Illustration 1: Ureterolithiasis (Kiss Balázs): (1)Cortex renalis; (2) Pyramis renalis; (3) Papilla renalis; (4) Vesekő a pyelonban; (5) Urether tagulat; (6) Hugyúti obstrukciót okozó vesekő.

If the developing stone remains small, urine flow can wash it to the ureteral orifice or even more deeply into the ureter, where it can wedge into the lumen. The inclusion can be worsened by a reflexive spasm triggered by the ureter damage caused by the stone’s uneven surface, and the urine becomes obstructed. Urine obstruction is associated with cramps (kidney stone attack, ’kidney spasm’, griping). This is why the saying ’small stone small problem, large stone big problem’ is true. Acidic macroproteins (nephrocalcin, uropontin, Tamm-Horsfall’s protein) prevent calcification. The citrate content of the urine is another preventing factor, since citrate increases the solubility of calcium oxalate. The urinal pH is also an important factor. ’Alcalic’ values above pH=6.5 favour the oversaturation of calcium phosphate.

65% of the stones consist of calcium-oxalate or calcium-oxalate and calcium-phosphate. The stones are hard, black-brown, with a size of 1-2 centimetres and sharp borders. On the X-ray the kidney stones display as shadows. The development of struvite stones is potentiated by kidney infections (struvite: an ammonium-magnesium-phosphate crystal containing water (NH4)MgPO4+6H2O], which is formed easily in human and animal urine if the urine is infected with ammonium-producing bacteria). Struvite stones are grey-yellow and relatively soft, filling the renal kidney similar to deer horns. They are also present as shadows on X-ray films. Uric acid stones (15%) are white or orange, they can fill the renal pelvis and they do not appear on an X-ray.

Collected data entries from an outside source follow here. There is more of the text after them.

PR #3084, opened 2024-04-10
chore: removed unused escapeFormDataName

mcollina:


Uzlopak:
I guess this is only relevant when sending FormData? Also validateBoundary is also unused, but maybe we can use it somewhere?

Uzlopak (approved):
LGTM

Pain caused by stones reaching the ureter and moving down is one of the complications of kidney stones, just like micro- and sometimes macroscopic haematuria caused by the excoriation of the urothelium. Partial or recurrent ureter occlusion leads to hydronephrosis, and to pyelonephritis, in case of an infection. In the clinical practice renal stones occur mainly among the middle-aged, but stones can also develop in childhood. It is a frequent disorder and can occur both uni- or bilaterally. A kidney stone attack consists of intense lumbocostal, sometimes upper abdominal cramps (colic pain), haematuria and an urgent, painful urination stimulus. The pain radiates to the groin, to the labia majora or to the testicles with a growing intensity. An ultrasound confirms an acute unilateral dilatation of the pyelon and the calices and the stone can usually be detected. The pain stops when the stone reaches the bladder.